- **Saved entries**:
○ ○ ○ ○

Issue #226, opened 2019-03-06
Handle *very* large cloud accounts


vifor2:
Investigate and solve the following issue:
Currently the fact that a JSON file is generated for each report and then its data is loaded onto the web browser is not an issue for the majority of cases. But when Scout Suite is used agaisn't a service that is being utilized to it's full potential and has, let's say, over a million ressources, the JSON generated is way too big and therefore crashes the browser once the user tries to open the report.

Possible solution ideas:
- Move the JSON file to a local DB; not that complicated but requires a web server to fetch the content.
- Move the JSON file to the navigator's memory by using something like IndexedDB; JSON would still need to be loaded to be put in IndexedDB, a solution would be to use FileReader, but the user would have to manually select their file.

j4v:
After much thought to this I don't think the second approach will work (so I'm leaning towards the first). If you do find a way then I'm all ears.

What the first approach would probably look like:
- Instead of writing everything to a JSON, we would write it to a database
  - Most likely sqlite as it leverages a local file and is well documented, stable and easy to use
  - The data would probably be stored with a key:value format (sqlite supports this)
    - This would be relatively easy as the JSON dict is already a key-value store
    - There are libraries/wrappers (https://pypi.org/project/sqlitedict/) that make handling this easy
  - A benefit of this is that Scout wouldn't need to store all the data in memory until the end of the scan. It could write the partial data to the local db during the run, which would improve memory consumption (and probably keep latency quite similar, as it does a lot more writes then reads).
- A small web server would be needed to fetch the content from the database and serve it to the frontend
  - This is sort of what the frontend's JS already does. Currently the JSON is loaded in memory as a dictionary, and a JS function receives an index and looks up in the dictionary the value at that index.
    - The new implementation would instead make a request to the backend for that index, the backend would pull the content from the database and return it to the frontend.
      - This would likely require a bit of pagination, as let's say there's 200 buckets we'd only want to show maybe 20 at a time to the user. That would be a great improvement to the UI, as now we're just shoving everything into view
  - flask would be a good candidate for the web server, it's lightweight and can easily be run from the CLI
- The current flow is for the user to run Scout to generate an html report, and then open it in a browser. 
  - The only difference between two report html files is the name of the JS/JSON file which is hardcoded.
  - The new flow would probably be something like:
    - `Scout.py --run <params> <report name, explicit or inferred>`
      - This generates the sqlite db that stores the results
    - `Scout.py --serve <report name, explicit or inferred>`
[...]

PR #260, opened 2019-03-17
Local Database

vifor2:
Feature functional although it could use some improvements, but since there is less than 1 week before the end of the project @zer0x64 and me would like to get this merged ASAP. Also to cease the merge conflicts.

## Scroll down for TL;DR

Changes done within this PR :
- User can input `--result-format` with either `json` or `sqlite` as args.
- Imports of `scoutsuite-results/scoutsuite_results.js` and `scoutsuite-results/scoutsuite_exceptions.js` are no longer in `report.html` by default, they are instead in a partial that is added if the user chose `json` in the previous point.
- `scoutsuite.js` now checks whether an element with the id `json_format` or `sqlite_format` exists to know which functions to call.
- When choosing SQLite all of the user's data is saved as a `.db` file instead of a `.js` file, these files being more compact as well as readable by a server.
- User can input arguments related to the server (reminder: we have decided that when the user selects SQLite he must then enter a second command to run the server, it will not be launched automatically).
- Exposed all of the data saved in the `.db` file to our client through **CherryPy**.
- Modified all `.js` files to follow [standardJS](https://standardjs.com/), there are still some changes to do.
- All data except resource pages other than the first one are fetched at the start and properly viewable within the report.
- Added **Back** and **Next** buttons to change page, pressing one of those buttons disables it if you're at the page limit afterwards ([0, totalResources / pageSize - 1]), it removes the data of the previous resource from memory (run_results) and add the new page to it, it then overwrites the current template with the same one but with the new data within it.
- Page size is currently hard-coded it would be nice to give the option to the user of choosing the size but Id rather get this issue done and merged beforehand. Same with more buttons to go to first page, last page, page at a specific index, modal that tells the user to make sure his port 8000 is freed and the server is running, etc.
- I know that when we talked I said Id keep the paging buttons on both result formats but for now the buttons are disabled when viewing a report in JSON format (it should look as if nothing had happened) while the SQLite one have 2 buttons.
- Merged develop and it's new architecture into this branch (to do again it seems).

Known issues : 
- Works with **Firefox** but not with **Chrome**, will discuss about this issue tomorrow with @j4v : `jquery-3.3.1.min.js:2 Access to XMLHttpRequest at 'file:///home/vifor2/Documents/ScoutSuite/scoutsuite-report/inc-scoutsuite/sqlite.js' from origin 'null' has been blocked by CORS policy: Cross origin requests are only supported for protocol schemes: http, data, chrome, chrome-extension, https.`
- Items in the navbar are not in alphabetical order although they are in the JavaScript object (I'm bamboozled).
- Constant error when used with **Firefox** although it doesn't seem to actually cause any problem : `XML Parsing Error: syntax error
Location: file:///home/vifor2/Documents/ScoutSuite/scoutsuite-report/inc-scoutsuite/sqlite.js
Line Number 1, Column 1:`
- Initial data loading is a bit long compared to other providers because of the 16 regions per resource.

### Example with Azure
While in /ScoutSuite open two terminals, in the first one type in `azure --cli --serve` and in the second one your usual command followed by `--result-format sqlite`, you can then view the report has usually excepted for the fact that you'll have buttons to load in/out new pages.
### Example with GCP
Same as concept as Azure but replace the first command with `gcp --user-account --serve`
### Example with AWS
Same concept as previous ones but replace the first command with `aws --serve`


ScoutSuite/output/html.py
```diff
@@ -67,66 +81,47 @@ def prepare_html_report_dir(self):
 
 class Scout2Report(HTMLReport):
```
j4v: Could be a good time to remove the remaining occurrences of `scout2`

j4v:
:clap: :clap: :clap: 

> * Imports of `scoutsuite-results/scoutsuite_results.js` and `scoutsuite-results/scoutsuite_exceptions.js` are no longer in `report.html` by default, they are instead in a partial that is added if the user chose `json` in the previous point.

For the exceptions file it might make sense to keep it as a JSON file? Easier for the user to write/read/uptate that way.

> * User can input arguments related to the server (reminder: we have decided that when the user selects SQLite he must then enter a second command to run the server, it will not be launched automatically).

Yep that makes the most sense.

> will have to use pagination and only return a set of data on each requests

This change should likely be implemented outside of the whole server/db change. Currently we're outputting every object in the report. So even if we're within what the JSON can handle, if there's let's say 500 S3 buckets and the user accesses that section of the report, we'll show all of those. That's really less then ideal.

The way I see it, the `get_value_at` JavaScript function (ScoutSuite/output/data/inc-scoutsuite/scoutsuite.js) should allow for pagination whatever the backend. That would require some changes to the left-most column in the report though. 

A couple of points:
- Considering this is very much a WIP and not functional, it would make sense not to make merges to `develop` but rather to keep it in a separate branch (`feature/226-local-database`) and make PRs against that branch?
- The branch should be keep up to date with https://github.com/nccgroup/ScoutSuite/tree/refactoring/resource-configs as that will become the mainstream architecture in a bit.
- As we plan on supporting both output formats for the foreseeable future, implementing a facade pattern for reading/writing from/to the backend would be ideal. The new architecture should make this a bit simpler then the current one.

ScoutSuite/output/html.py
zer0x64: No problem, will do it!

zer0x64:
>As we plan on supporting both output formats for the foreseeable future, implementing a facade pattern for reading/writing from/to the backend would be ideal.
I believe this is already done for the writing part somehow, as split JavaScriptReaderWriter into a parent and a child class, so now the parent and its exposed funtions is independent of the underlying data format. Altough It might be a better idea to choose which child class to use in a constructor function(like a factory)?

j4v:
> Altough It might be a better idea to choose which child class to use in a constructor function(like a factory)

That would also work nicely :+1:

zer0x64:
Just reaised the issue hasn't been linked yet: https://github.com/nccgroup/ScoutSuite/issues/226

zer0x64:
Server is "done", but might need adjusting if it doesn't go well with the report. So, what's left:

- [x] Server
- [ ] Report
- [ ] Save data during the run(not sure it's a great idea until SQLiteDict can support nested dicts)
- [ ] Ask for IP/port of the report if default is not used

vifor2:
Here to give a sign of life to anyone wondering what's going on, first post of this PR has been updated a bit btw.

So, I may have underestimated the architecture of the application on the `javascript` side, although there are some great things being done, there is also some improvements to be made. Rather than tackling some refactoring I'm trying to implement this feature as is, although it is not looking pretty (I did change all the lines so that they respect standardJS though since my IDE was killing me). I'll try to clean up the ugly things I'm doing atm afterwards.

TL;DR I'm moving forward slowly, it's been taking me quite some time to achieve things that seemed very simple at first glance and I'm sorry for that.

Here's the current state of things, the data on this report is being read from the **CherryPy** server :

vifor2:
I think I'll switch my way of doing things around, instead of trying to fetch from the server only the info needed in each function (and sometimes fetching the same info multiple times) I'll do one first big fetch to have an object that resembles the original `run_results` with the exception of the objects that should be scaling with bigger environments, i.e. objects under `run_results.services.[service]` that are not filters or findings. Thinking of it, that's really what I should've done from the get go.

vifor2:
Yet another update. The whole feature of changing pages & stuff works, but the initial loading of data feels too long when using AWS vs Azure. To solve this I propose we do more work on the server side to send a big dict (send everything in run_results except for run_results.[SERVICE].key where key is not filters, findings, doesn't end by '_count') to the client, this way the client will only do one request at the start instead of x*y*z*v*w requests. 

Also if I could have an URL where if I do a GET I receive the whole sub dict it would be really useful and I could get rid of my monstrous code chunk that tries to fetch something, check if it has keys or not and maybe or not goes deeper to do the same kind of requests again and again.

Do you think you could take care of those modifications server-side @zer0x64 ? 
TL;DR : 
- data?key=run_results or name of your choosing returns everything except resources
- data?dict returns the dict as is, not just one layer, idc about type and keys attributes, I just want the raw stuff!

Paging in action, yes some data is missing from the page.

zer0x64:
Here's the draft page in the wiki to document what is done, what is not, and ideas on there to go from now:
https://github.com/nccgroup/ScoutSuite/wiki/(Draft)-Server

Scout.py
```diff
@@ -1,39 +1,8 @@
 #!/usr/bin/env python
+# -*- coding: utf-8 -*-
```
Aboisier: We started removing those since it's implicit with the most recent versions of python.
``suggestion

○ ○ ○ ○

- **WHAT YOU ARE ASKED TO DO**: The lines to return are those in the records above that hold the word "great".

- **RESPONSE**:
      - This would likely require a bit of pagination, as let's say there's 200 buckets we'd only want to show maybe 20 at a time to the user. That would be a great improvement to the UI, as now we're just shoving everything into view
- [ ] Save data during the run(not sure it's a great idea until SQLiteDict can support nested dicts)
So, I may have underestimated the architecture of the application on the `javascript` side, although there are some great things being done, there is also some improvements to be made. Rather than tackling some refactoring I'm trying to implement this feature as is, although it is not looking pretty (I did change all the lines so that they respect standardJS though since my IDE was killing me). I'll try to clean up the ugly things I'm doing atm afterwards.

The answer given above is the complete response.